* [Description of the task]: In the data that follows, determine how many lines contain the word "Ministry", and give only that number.

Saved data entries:

PR #44, opened 2024-01-17
Add support for Irish public holidays

marchanlon:
Adds support for [Irish public holidays](https://www.citizensinformation.ie/en/employment/employment-rights-and-conditions/leave-and-holidays/public-holidays/) 🇮🇪


Nielsvanpach:
Thanks!

PR #45, opened 2024-01-17
Add support for Croatian public holidays

mcbuckets:
Croatian 🇭🇷 public holiday list: https://neradni-dani.com/national-public-holidays-croatia.php


Nielsvanpach:
Thanks!

PR #49, opened 2024-01-17
Draft: Add Support for Switzerland

Martin-Welte:
## TL;DR

- Adds Support for Switzerland

## Additional Information

until [discussion about region support](https://github.com/spatie/holidays/discussions/14) is wrapped up, this PR includes the holidays for switzerland that the public transport system, the post and nation-wide organisations follow. 

## Source

- [German Wikipedia](https://de.wikipedia.org/wiki/Feiertage_in_der_Schweiz)


src/Countries/Switzerland.php
```diff
@@ -0,0 +1,39 @@
...
+use Carbon\CarbonImmutable;
+
+class Switzerland extends Country
+{
+    public function countryCode(): string
+    {
+        return 'ch';
+    }
+
+    /** @return array<string, string|CarbonImmutable> */
```
Nielsvanpach, line 14: Can be removed

src/Countries/Switzerland.php
```diff
@@ -0,0 +1,39 @@
...
+            'Bundesfeier' => '08-01',
+            'Weihnachtstag' => '12-25',
+            'Stephanstag' => '12-26',
+        ], $this->variableHolidays($year));
+    }
+
+    /** @return array<string, CarbonImmutable> */
+    protected function variableHolidays(int $year): array
+    {
+        $easter = CarbonImmutable::createFromTimestamp(easter_date($year))
```
Nielsvanpach, line 29: Use `$this->easter($year)` instead. Only available if you rebased on this repo's main branch

Nielsvanpach (commented):
Thanks! Could you rebase, that way I can run the tests.

I've also added notes on region based holidays: 

src/Countries/Switzerland.php
Martin-Welte: done

src/Countries/Switzerland.php
Martin-Welte: done

tests/.pest/snapshots/Countries/SwitzerlandTest/it_can_calculate_swiss_holidays.snap
```diff
@@ -0,0 +1,38 @@
+[
+    {
+        "name": "Karfreitag",
+        "date": "1969-12-30"
```
Nielsvanpach, line 4: results don't seem to be correct

src/Countries/Switzerland.php
```diff
@@ -0,0 +1,37 @@
...
+    public function countryCode(): string
+    {
+        return 'ch';
+    }
+
+    protected function allHolidays(int $year): array
+    {
+        return array_merge([
+            'Neujahr' => '01-01',
+            'Berchtoldstag' => '01-02',
```
herpaderpaldent, line 18: This is not a public holiday in every canton. In the resource (wikipedia) you can see that this day is not official everyware. 
F.e. Kt. BE does not celebrate this day.

Martin-Welte: image
@herpaderpaldent this PR covers only the non-regional holidays until now. You can read the description of the PR which days are included and why.

herpaderpaldent: Hey @Martin-Welte i am sorry i can not see a description to this PR that would have explained this. However the simplification is understandable until the regional support is settled. 

May i suggest changing the source towards the original source and not wikipedia?

herpaderpaldent:
Hi @Martin-Welte 

I am sorry to bother you, i already started forking your work and play around with the cantons based on the BFJ List. However something i noticed we haven't discussed: Language.

How is multilanguage support handled with this package? Right now the german variants of the holidays is present but we have 4 official languages in switzerland. 
Any idea regarding this? Maybe @Nielsvanpach ?

Martin-Welte:
@herpaderpaldent there is a discussion here about multi lang support: https://github.com/spatie/holidays/discussions/131

Martin-Welte:
@herpaderpaldent I would love to see your shot at cantons. I am still pondering what the best solution would be here.

herpaderpaldent:
> @herpaderpaldent I would love to see your shot at cantons. I am still pondering what the best solution would be here.

This is what i have been tinkering with tonight. Let me know what you think: https://github.com/herpaderpaldent/holidays/blob/feature/switzerland-with-regions/src/Countries/Switzerland.php

Martin-Welte:
@herpaderpaldent Thank you for your PR. 
Each canton has their own set of holidays, so it's unfortunateley not dependant on a language. I am also working on an approach that could then be translated easily in the future. 
For now i was thinking something along these lines:
```php
$regions = [
  'ZH' => [
    'Neujahr' => '01-01',
    'Karfreitag' => $easter->subDays(2),
    'Ostermontag' => $easter->addDay(),
    'Tag der Arbeit' => '05-01',
    'Auffahrt' => $easter->addDays(39),
    'Pfingstmontag' => $easter->addDays(50),
    'Bundesfeier' => '08-01',
    'Weihnachtstag' => '12-25',
    'Stephanstag' => '12-26',
  ],
];

return $regions[$this->region];
```
that way we could define each canton seperateley, and have it nice and tidy. Instead of using the german words i would opt for translation keys which we can then translate via a seperate locale in the future.

herpaderpaldent:
Hey 

I cannot really follow your comment my attempt allready reflects the fact that every canton has its own set of holidays:

f.e.:
```php
private function getCantonHolidays(string $canton, int $year): array
    {
        return match ($canton) {
            'vs' => $this->getVSHolidays($year),
            default => [],
        };
    }
    
    private function getVSHolidays(int $year)
    {
        $eastern_holidays = $this->getEasterHolidays($year, with_easter_minus_two: false, add_corpus_christi: true);

        return array_merge([
            $this->getLocaleHoliday('01-01') => '01-01',
            $this->getLocaleHoliday('01-02') => '01-02',
            $this->getLocaleHoliday('03-19') => '03-19', // St. Joseph
            $this->getLocaleHoliday('08-15') => '08-15', // Assumption
            $this->getLocaleHoliday('11-01') => '11-01', // All Saints
            $this->getLocaleHoliday('12-08') => '12-08', // Immaculate Conception
            $this->getLocaleHoliday('25-12') => '12-25',
            $this->getLocaleHoliday('26-12') => '12-26',
        ], $eastern_holidays);
    }
```

Although having slept a night i would aim for a better translation approach then the current. F.e. having the Translations in a single constant and use english as key for the translation. Fallback to the first language as default.

```php
const HOLIDAYS = [
        'languages' => ['de', 'fr', 'it', 'rom'],
        'New Year' => ['Neujahrstag', 'Nouvel an', 'Capodanno', 'Nadal'],
.....
];
```

Martin-Welte:
@herpaderpaldent I had time today to update it today, now we can discuss it.
What I wanted to ensure was having the variable holidays clearly defined, so that it's rather obvious which holidays will be used. It did take a bit of typing to ensure it though.

Martin-Welte:
@Nielsvanpach btw, there is a rudimentary translation function in there, if you want to take a look. Right now it only translates into the 3 official languages of switzerland.

herpaderpaldent:
I don't like your solution. Way to much boilerplate. 

Have you even checked out my approach? You have not even given feedback to it

Martin-Welte:
@Nielsvanpach thank you for the info. I will update the PR End of Week

@herpaderpaldent not yet, i had limited time until now, but i will take a look. I wanted to make sure you can see how i pictured my version. I am sorry, but unfortunately I have quite the bussy week. If you have time in the meantime you could comment, what you would do differently and why. Which parts of your implementation would you say, would be most crucial to take into consideration?

Kenny1291:
New Year's Day
Ascension Day
Christmas Day

Kenny1291:
Hello guys, just dropping some info here about public holidays in Switzerland.

Swiss National Day (August 1) is the only federal public holiday. Cantons have their own additional public holidays.
The only holidays that every Canton has in common are: 

- New Year's Day
- Ascension Day
- Christmas Day

[Labour Law](https://www.fedlex.admin.ch/eli/cc/1966/57_57_57/de#lvl_III/lvl_2/lvl_u13)

Nielsvanpach (approved):
Thanks!

PR #56, opened 2024-01-18
Add Moroccan Holidays

YazidKHALDI:
This pull request enhances the support for Moroccan national holidays
**Note:**
- Islamic holidays' dates are subject to change based on the Hijri calendar, and efforts will be made to ensure accurate and up-to-date information in subsequent releases.

Do I have the right to use [geniusts/hijri-dates](https://github.com/GeniusTS/hijri-dates) to convert Date convert Gregorian date to Hijri date and vice versa?
I will try to test it today to check how much it's accurate


src/Countries/Morocco.php
```diff
@@ -0,0 +1,49 @@
...
+    /** @return array<string, CarbonImmutable> */
+    protected function variableHolidays(int $year): array
+    {
+        /**
+         * The following holidays are considered public holidays in Morocco. However, their dates vary each year,
+         * as they are based on the Islamic Hijri (lunar) calendar. These holidays do not have a fixed date and
+         * occur based on the lunar calendar sequence. The order listed reflects the chronological occurrence
+         * of these holidays throughout the year.
+         */
+        return [
```
YazidKHALDI, line 39: Do I have the right to use `geniusts/hijri-dates` to convert Date   convert Gregorian date to Hijri date and vice versa ? 
i will try to test it today  to check how much it's accurate

medilies: It is a necessary feature to not exclude half the holidays from Muslim countries

Nielsvanpach: I am not really familiar with this. Could you shortly explain what this package would do and how we could benefit from it?

YazidKHALDI: The [geniusts/hijri-dates](https://github.com/GeniusTS/hijri-dates) package is a reliable PHP library designed to facilitate the conversion between Gregorian and Hijri dates. In our case, it can be incredibly useful for handling Islamic holidays that are based on the Hijri calendar.

The Islamic calendar follows a lunar system, which means that its months and years are determined by the moon's phases. This leads to variations in the lengths of months and the occurrence of Islamic holidays. By integrating this package, we gain the ability to accurately convert dates between the Gregorian and Hijri calendars.

I am currently in the process of testing the package to ensure its efficacy. I have a slight doubt about its accuracy, but my friend from the Maldives has used it in his [PR#63](https://github.com/spatie/holidays/pull/63/). I will conduct thorough testing today to evaluate its performance and accuracy.

YazidKHALDI: Hi @Nielsvanpach,

I utilized the [geniusts/hijri-dates](https://github.com/GeniusTS/hijri-dates) package to compute Islamic holidays for Morocco. I have included tests for the years 2023, 2024, 2025, and 2026. The results match the date converter provided by the [Minister of Religious Endowments and Islamic Affairs](https://www.habous.gov.ma/%D9%85%D8%AD%D9%88%D9%84-%D8%A7%D9%84%D8%AA%D8%A7%D8%B1%D9%8A%D8%AE).

Please note that it's not possible to predict Islamic holidays with 100% certainty. Ministry observers use the naked-eye observation of the [New Moon](https://en.wikipedia.org/wiki/New_Moon) at the end of each lunar month to determine if the current month is 29 or 30 days, impacting the declaration of the new month.

Nielsvanpach: Thanks for that! Just for clarity; do countries with Islamic public holidays all have the same dates for them? So is `Eid al-Fitr` celebrated everywhere on the same day, or are there exceptions?

If so, is it possible to not limit this to only Morocco, but make the calculations accessible for all countries with Islamic holidays?

medilies: @Nielsvanpach It is common for Islamic countries but the phase of the moon is not the same everywhere; For example `Eid Al-Fitr` may occur on the 10th of April for Algeria and on the 11th of April for Morocco.

Btw, this #90 is also making use of the same package.

YazidKHALDI: @Nielsvanpach 

The topic is more intricate than it seems, and there are ongoing debates in Islamic countries. There are two main differences between countries:

1. **Observation Methods:** Not all countries share the same date due to differences of approximately ±1 day. This is because each country employs its own method to observe the new moon, whether through naked-eye observation, telescopes, or astronomical calculations. Some countries find it impossible to determine the new moon using the naked eye.

   As an illustration, consider the current Hijri month and the next one. If you check the Hijri date today in all Islamic countries, it will be 09/07/1445. To understand why they all have the same date, check this image, representing the visibility of the moon on the first day of the current Hijri month "Rajab" ([source](https://www.moonsighting.com/1445rjb.html)). 
   
   In this image, all countries easily observe the new moon with the naked eye, leading them to declare the 13th of January 2024 as the first day of the month "Rajab."


   Now, observe the visibility of the moon on the first day of the next Hijri month in this image ([source](https://www.moonsighting.com/1445shb.html)).
   
   You can see that only the countries of West Africa (Morocco, Algeria, etc.) can easily observe the new moon. They declare the 11th of February 2024 as the first day of the month "Shaban." However, Egypt and other Middle Eastern countries may face challenges in seeing the new moon. Consequently, some will declare February 11, 2024, as the first day based on astronomical calculations, while others will wait until February 12, 2024.

2. **Holiday Duration:** Another difference is the number of holidays and the number of days taken as holidays. For example, "Eid al-Fitr" is observed for just 2 days in Morocco, but it's 3 days in Algeria and 4 days in Saudi Arabia.

In conclusion, having the same date for all countries is challenging, and achieving 100% accuracy in calculations is difficult because each country has its own protocol for the observation of the new moon.

PS: I fixed the PHPStan failure.

ahmedmansoor:
I've created a new PR #186, (originally #63), in which I've added a Hijri Calendar trait that we can use [geniusts/hijri-dates](https://github.com/GeniusTS/hijri-dates) to calculate Hijri dates.

YazidKHALDI:
@Nielsvanpach 
HI Niels
I hope you're doing well. I've made some updates to the project,  , I've removed the dependency on the geniusts/hijri-dates package and integrated the calculation function provided by the [Ministry of Endowments and Islamic Affairs in Morocco](https://www.habous.gov.ma/%D9%85%D8%AD%D9%88%D9%84-%D8%A7%D9%84%D8%AA%D8%A7%D8%B1%D9%8A%D8%AE)  .

This change simplifies the codebase and reduces external dependencies, 

thank you

src/Countries/Morocco.php
```diff
@@ -0,0 +1,153 @@
...
+    use Translatable;
+
+    public function countryCode(): string
+    {
+        return 'ma';
+    }
+
+    public function defaultLocale(): string
+    {
+        return 'en';
```
Nielsvanpach, line 21: shouldn't this be Arabic by default?

src/Countries/Morocco.php
```diff
@@ -0,0 +1,153 @@
...
+            'Youth Day' => '08-21',
+            'Green March' => '11-06',
+            'Independence Day' => '11-18',
+        ], $this->variableHolidays($year));
+    }
+
+    /** @return array<string, CarbonImmutable> */
+    protected function variableHolidays(int $year): array
+    {
+        // Calculate the current Hijri year based on the Gregorian year
```
Nielsvanpach, line 43: You can have a look at other Islamic countries and how their lunar based holidays are resolved. For example: Turkey, Bahrein and Egypt.

Nielsvanpach (changes requested):
Thanks for your efforts on this!

src/Countries/Morocco.php
YazidKHALDI: thanx for the review 

In fact, I assumed that the Package would be used globally and therefore set English as the default language.

src/Countries/Morocco.php
YazidKHALDI: I've reviewed the other contributions, and it seems they've hardcoded the expected dates of Islamic holidays. Personally, I don't find that approach ideal. Instead, I opted to use a date converter for more dynamism. While it may not be 100% accurate, it offers flexibility. If you still prefer the hardcoded holiday expectation dates, I'm willing to make the change tonight.

Nielsvanpach (approved):
Thanks!

PR #58, opened 2024-01-18
Add English Holidays

ashnewmanjones:
This adds the English & Welsh holidays according to the Gov website: https://www.gov.uk/bank-holidays

### DIFF
--- a/src/Countries/England.php
+++ b/src/Countries/England.php
@@ -1,0 +1,39 @@
+<?php
+
+namespace Spatie\Holidays\Countries;
+
+use Carbon\CarbonImmutable;
+
+class England extends Country
+{
+  public function countryCode(): string
+  {
+    return 'en';
+  }
+
+  protected function allHolidays(int $year): array
+  {
+    return array_merge([
+      'New Year\'s Day' => new CarbonImmutable($year . "-01-01", 'Europe/London'),
+      'Early May bank holiday' => new CarbonImmutable("first monday of may {$year}", 'Europe/London'),
+      'Spring bank holiday' => new CarbonImmutable("last monday of may {$year}", 'Europe/London'),
+      'Summer bank holiday' => new CarbonImmutable("last monday of august {$year}", 'Europe/London'),
+      'Christmas Day' => new CarbonImmutable($year . "-12-25", 'Europe/London'),
+      'Boxing Day' => new CarbonImmutable($year . "-12-26", 'Europe/London'),
+    ], $this->variableHolidays($year));
+  }
+
+  protected function variableHolidays(int $year): array
+  {
+    $easterSunday = CarbonImmutable::createFromTimestamp(easter_date($year))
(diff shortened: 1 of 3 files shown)


tests/Countries/EnglandTest.php
```diff
@@ -0,0 +1,16 @@
+<?php
+
+namespace Spati\Holidays\Countries;
```
nexxai, line 3: I believe the `Spatie` is missing an `e` here

SimonBarrettACT:
This doesn't account a bank holiday falling on a weekend, a ‘substitute’ weekday becomes a bank holiday, normally the following Monday.

ashnewmanjones:
That is a good point, given that the Welsh and English holidays are the same it's probably worth just using your PR #75. Not sure on the best way to support en and cy without duplicating all the code though.

SimonBarrettACT:
> That is a good point, given that the Welsh and English holidays are the same it's probably worth just using your PR #75. Not sure on the best way to support en and cy without duplicating all the code though.

I've added English holidays to PR #75.

```
<?php

namespace Spatie\Holidays\Countries;

class England extends Wales
{
    public function countryCode(): string
    {
        return 'en';
    }
}

```

src/Countries/England.php
```diff
@@ -0,0 +1,39 @@
...
+  public function countryCode(): string
+  {
+    return 'en';
+  }
+
+  protected function allHolidays(int $year): array
+  {
+    return array_merge([
+      'New Year\'s Day' => new CarbonImmutable($year . "-01-01", 'Europe/London'),
+      'Early May bank holiday' => new CarbonImmutable("first monday of may {$year}", 'Europe/London'),
```
Nielsvanpach, line 18: Could you use the format used in the other Country classes? Also, this seems to be a variable holiday. Makes more sense to put in the dedicated function? Same for Spring bank & Summer bank, I think

src/Countries/England.php
```diff
@@ -0,0 +1,39 @@
...
+      'Spring bank holiday' => new CarbonImmutable("last monday of may {$year}", 'Europe/London'),
+      'Summer bank holiday' => new CarbonImmutable("last monday of august {$year}", 'Europe/London'),
+      'Christmas Day' => new CarbonImmutable($year . "-12-25", 'Europe/London'),
+      'Boxing Day' => new CarbonImmutable($year . "-12-26", 'Europe/London'),
+    ], $this->variableHolidays($year));
+  }
+
+  protected function variableHolidays(int $year): array
+  {
+    $easterSunday = CarbonImmutable::createFromTimestamp(easter_date($year))
```
Nielsvanpach, line 28: Could you use `$this->easter($year)` instead? Available after having your branch rebased on our repo's main branch.

Nielsvanpach (commented):
Thanks!

ashnewmanjones:
Use PR #75 as is more complete

PR #74, opened 2024-01-18
Add holidays for Finland

ConnySjoblom:
This PR adds Finnish holidays!

Would also be nice to see support for languages here. So having `languageCode()` on top of `countryCode()` for instance. Finland for instace has both Swedish (se_FI) and Finnish (fi_FI) as official languages.


src/Countries/Finland.php
```diff
@@ -0,0 +1,54 @@
...
+use Carbon\CarbonImmutable;
+
+class Finland extends Country
+{
+    public function countryCode(): string
+    {
+        return 'fi';
+    }
+
+    /** @return array<string, CarbonImmutable> */
```
Nielsvanpach, line 14: you can remove this

Nielsvanpach (commented):
Thanks! Could you rebase from main, so I can run the tests here?

Nielsvanpach:
> Would also be nice to see support for languages here. So having languageCode() on top of countryCode() for instance. Finland for instace has both Swedish (se_FI) and Finnish (fi_FI) as official languages.

I'm open to a PR which adds language support. Would be best in a different PR.

src/Countries/Finland.php
ConnySjoblom: Done

ConnySjoblom:
git settings apparently wrong on second machine, will reopen.

PR #19, opened 2016-07-11
Add leaderboard page showing top reviewers

MusikAnimal:


public_html/templates/base.html
```diff
@@ -19,9 +19,10 @@
 </head>
 <body>
 <header class="app-header">
-	<img src="{{ siteUrl( 'images/copypatrol.png' ) }}" />
+	<a href="{{ siteUrl( '' ) }}"><img src="{{ siteUrl( 'images/copypatrol.png' ) }}" /></a>
```
kaldari: Good idea.

src/Controllers/Leaderboard.php
```diff
@@ -0,0 +1,46 @@
...
+ * This program is distributed in the hope that it will be useful, but WITHOUT
+ * ANY WARRANTY; without even the implied warranty of MERCHANTABILITY or
+ * FITNESS FOR A PARTICULAR PURPOSE.  See the GNU General Public License for
+ * more details.
+ *
+ * You should have received a copy of the GNU General Public License along
+ * with this program.  If not, see <http://www.gnu.org/licenses/>.
+ *
+ * @author MusikAnimal <musikanimal@wikimedia.org>
+ * @copyright © 2016 Niharika Kohli and contributors.
```
kaldari: At some point we need to change all these copyright notices to say "@copyright © 2016 Wikimedia Foundation", but that's not really relevant to this change.

public_html/templates/base.html
```diff
@@ -73,43 +74,46 @@
...
-	</section>
+	{% block main %}
+		<section class="filters container-fluid">
+			<form>
+				<fieldset class="form-group filters-fieldset text-center">
+					{% for type, description in filterTypes %}
+						<span class="radio-inline">
+							<label>
+								<input type="radio" name="filter" value="{{ type }}"
+										{% if filter == type %} checked="checked"{% endif %}
```
kaldari: Extra tab.

public_html/templates/leaderboard.html
```diff
@@ -0,0 +1,45 @@
...
+{% block main %}
+  <section class="leaderboard container">
+    <a class="back-to-copypatrol" href="{{ siteUrl( '' ) }}">
+      <span class="glyphicon glyphicon-chevron-left"></span>
+      Back to CopyPatrol
+    </a>
+    <h1 class="text-center">Leaderboard</h1>
+
+    <div class="text-center clearfix">
+      <span class="leaderboard-column col-sm-4">
```
Niharika29: Why are these spans and not div? Aren't spans usually meant for inline things only?

MusikAnimal: They are, looks like the browser is converting them to `display: block` when they are side by side and have a `float` property, which is an interesting find. Semantically and visually they are still inline, however, and they actually become inline when the columns are broke on to separate lines – which is when I would expect it be `display:block`, not the other way around!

* [Reply to the exercise]: 2